Uzbek mathematician and historian

Toshmuhammad Qori-Niyoziy (Uzbek Cyrillic: Тошмуҳаммад Ниёзович Қори-Ниёзий, Ташмухамед Ниязович Кары-Ниязов, Tashmukhamed Niyazovich Kary-Niyazov; — 17 March 1970) was an Uzbek mathematician and historian who served as the first president of the Academy of Sciences of the Uzbek SSR.

== Early life ==
Born in Khujand on to a shoemaker, he initially received schooling in a maktab, but attended for less than a year due to abuse from the teacher. His family went on to move to Skobelev (now Fergana), where he eventually attended a Russian school and graduated with excellent marks in the mid-1910s. (Note: Sources differ if he graduated in 1915 or 1916) In 1917, he became a teacher at a school he founded in Kokand, which quickly became a regional school. Initially having volunteered to serve as head of schools for the Skobelev district, he went on to serve as director of the Uzbek Pedagogical College in Kokand from 1920 to 1925. Several years later he graduated from the Faculty of Physics and Mathematics at Central Asian State University in Tashkent; he defended his thesis in Uzbek.

His wife Oishakhon, who he married in 1920 in a Muslim ceremony, was one of the first women teachers in the Uzbek SSR. She frequently advised him on his philology work, including the first Uzbek dictionaries that they worked on together.

== Career ==
Whilst a university student, he was tasked with teaching advanced math classes such as analytic geometry in the Uzbek language. After graduating he continued to teach university-level mathematics in the Uzbek language, becoming the first Uzbek to receive the title of professor in 1931. That year, he became a member of the Communist Party. From then to 1933 he served as a rector at the university, although he did not receive his doctorate of physics and mathematics until 1939. He then became the Deputy Chairman of the Committee of the Uzbek SSR for Science, Culture and Art, and worked on the transition of the Uzbek alphabet to a Cyrillic script. He also devoted a considerable amount of time to researching the history of Uzbekistan and historic academic works, with a special focus on astronomy and archaeology. As part of his research about early astronomy in what is present-day Uzbekistan, he had to read through numerous Arabic manuscripts. In addition to his academic work, he held various political offices, serving as a deputy in the Supreme Soviet of the USSR for the 1st and 2nd convocations. He also authored numerous textbooks and academic papers, including the first Uzbek-language math textbooks and papers about Uzbek culture and society.

== World War II ==
In June 1941, he led alongside Mikhail Gerasimov a scientific expedition to examine the tomb of Timur in Samarkand. According to local legend, an inscription on the tomb threatened to bring about a catastrophe to whoever opened it, and shortly after it was opened, Nazi Germany began invading the Soviet Union. After the remains were reburied with Muslim rites in 1942, some in Uzbekistan credited the Soviet victory in the Battle of Stalingrad to the reburial.

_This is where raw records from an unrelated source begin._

PR #1655, opened 2021-08-24
Consensus bugfixes

jonastheis:
# Description of change
This PR fixes a number of issues related to finality and the new consensus:
- Fix bug where a branch's weight is not yet tracked and MaxFloat64 is returned as its weight
- Propagate GoF also via liked parents
- Add only relevant supporters as supporters for markers
- Fix and simplify logic when setting a payload's GoF to always use `min(branchGoF,messageGoF)`
- Update branch GoF (on the corresponding transaction) before propagating it in the UTXO future cone
- Temporary fix to allow gaps in marker sequences 
- Avoid revisiting of markers when propagating AW

## Type of change

Manual debugging and testing. Also, all test are still passing.


packages/consensus/finality/finality_gadget.go
```diff
@@ -336,10 +342,15 @@ func (s *SimpleFinalityGadget) setMessageGoF(messageMetadata *tangle.MessageMeta
...
-				gradeOfFinality = s.opts.BranchTransFunc(branchID, s.tangle.ApprovalWeightManager.WeightOfBranch(branchID))
+			// A transaction can't have a higher GoF than its branch, thus we need to evaluate based on min(branchGoF,messageGoF).
+			// This also works for transactions in MasterBranch since it has gof.High and we then use the messageGoF.
+			branchGoF, err := s.tangle.LedgerState.UTXODAG.BranchGradeOfFinality(transactionMetadata.BranchID())
+			if err != nil {
+				// TODO: properly handle error
+				panic(err)
+			}
+			if branchGoF < gradeOfFinality {
+				gradeOfFinality = branchGoF
```
luca-moser, line 353: Couldn't this cause that a message's GoF overrides a branch GoF which is higher? Imagine a scenario where a branch collected enough weight in other parts of the Tangle through reattachments of the same transaction,

packages/markers/sequence.go
```diff
@@ -164,7 +164,8 @@ func (s *Sequence) IncreaseHighestIndex(referencedMarkers *Markers) (index Index
 		panic("tried to increase Index of wrong Sequence")
 	}
 
-	if increased = referencedSequenceIndex == s.highestIndex; increased {
+	// TODO: this is a quick'n'dirty solution and should be revisited.
```
luca-moser, line 167: Can you expand the comment what is happening and what it is trying to solve?

luca-moser (changes requested):

packages/consensus/finality/finality_gadget.go
jonastheis: Ok, I adjusted this to take reattachments into account via `min(branchGoF,max(messageGoF,transactionGoF))`. This works because the `transactionGoF` should be greater than the current `messageGoF` if there is another attachment with a higher GoF.

packages/markers/sequence.go
jonastheis: Done.

luca-moser (approved):
Lets introduce a panic if we hit the invalid invariant of `transactionGoF` > `branchGoF`. Other than that LGTM.

packages/consensus/finality/finality_gadget.go
```diff
@@ -354,14 +370,6 @@ func (s *SimpleFinalityGadget) setPayloadGoF(messageID tangle.MessageID, gradeOf
 						outputMetadata.SetGradeOfFinality(gradeOfFinality)
```
karimodm, line 370: Can we use `adjustOutputGoF`?

karimodm (changes requested):

karimodm (approved):

Issue #1660, opened 2021-08-27
Remove MongoDB 


piotrm50:
MongoDB is only used to collect data about FPC conflicts. For new consensus mechanism it will not be needed and can be entirely removed from the code, docker-compose and existing deployments. 

TODO:

- [x] remove mongoDB from local docker network scripts
- [x] remove `peer-entry.sh` and `wait-for.sh` scripts in docker network [here](https://github.com/iotaledger/goshimmer/blob/develop/tools/docker-network/builder) and update docker network's `docker-compose.yaml` accordingly.
- [x] remove mongoDB from predevnet deployment [here](https://github.com/iotaledger/goshimmer/tree/dev/consensus/deploy/ansible)
- [x] remove mongodb from the devnet deployment and internal testnet running on `ressims.iota.cafe` - I think this needs to be done after the release of the new consensus mechanism.

jonastheis:
1 and 2 out of the list above have been already addressed with https://github.com/iotaledger/goshimmer/pull/1657 due to incompatibility with the `distroless` image.

piotrm50:
Addressed the third point from the list with https://github.com/iotaledger/goshimmer/pull/1703
The last one should be resolved after the release of the new consensus.

PR #1661, opened 2021-08-27
Fix: plugin were skipped in docker network

daria305:
# Description of change
After introducing waiting for MongoDB script in 1e39278709dcabb297432dfe18f01a5aac9e6c7e there was a problem that some pulgins were not starting in the docker network

```
command: >
      /run/entrypoint.sh /go/bin/goshimmer
```
The script did not handle the parameters correctly because of the spaces in the plugin name: "webapi tools endpoint" this PR is the temporary solution. It just moves the webapi plugin name at the end, so plugins listed after that are not skipped.

Proper solution - removing MongoDB will be addressed by issue: #1660

## Type of change

### DIFF
--- a/tools/docker-network/docker-compose.yml
+++ b/tools/docker-network/docker-compose.yml
@@ -38,7 +38,7 @@ services:
       --metrics.local=false
       --metrics.manaResearch=false
       --node.disablePlugins=clock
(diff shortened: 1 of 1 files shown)


jonastheis:
The `wait-for` script was already removed with https://github.com/iotaledger/goshimmer/pull/1657 due to incompatibility with the `distroless` image. So I think this can be closed.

After the German invasion of the Soviet Union, his only son Shavkat applied to go to the frontlines with the Red Army. Being skilled in mathematics like his father, he was chosen for artillery school. After surviving the war, Shavkat went on to graduate from the F.E. Dzerzhinky Military Academy and follow in his father's footsteps with a career in mathematics, but specialized in ballistics and rocket technology.

When the Academy of Sciences of the Uzbek SSR was established in 1943, Qori-Niyazov was made its first president and held the post until 1947.

== Postwar ==
In 1946 Qori-Niyoziy became a professor at the Tashkent Institute of Engineers and Agricultural Mechanization. For his paper "Ulugbek's Astronomical School" he was awarded the Stalin Prize. In 1954 he became a member of the International Astronomical Union, in 1967 he became a corresponding member of the International Academy of the History of Science, and that same year on 1 September he was awarded the title Hero of Socialist Labour for his work promoting academics in the Uzbek SSR. His work included serving as editor-in-chief of the Uzbek science magazine Fan va turmush and deputy chairman of the board for preserving historic and cultural monuments of Uzbekistan. During the course of his work, he travelled to various foreign countries including Afghanistan, Bulgaria, India, Italy, and Japan. He died on 17 March 1970 and was buried in the Chigatoy Cemetery.

== Awards and honors ==
- Honoured Scientist of the Uzbek SSR (1939)
- Three Orders of Lenin (4 November 1944, 1 March 1965, 1 September 1967)
- Three Orders of the Red Banner of Labour (23 January 1946, 16 January 1950, 27 October 1953)
- Stalin Prize 3rd class (1952)
- Hero of Socialist Labour (1 September 1967)
- Beruniy State Prize (1970)
- Order of Outstanding Merit (23 August 2002)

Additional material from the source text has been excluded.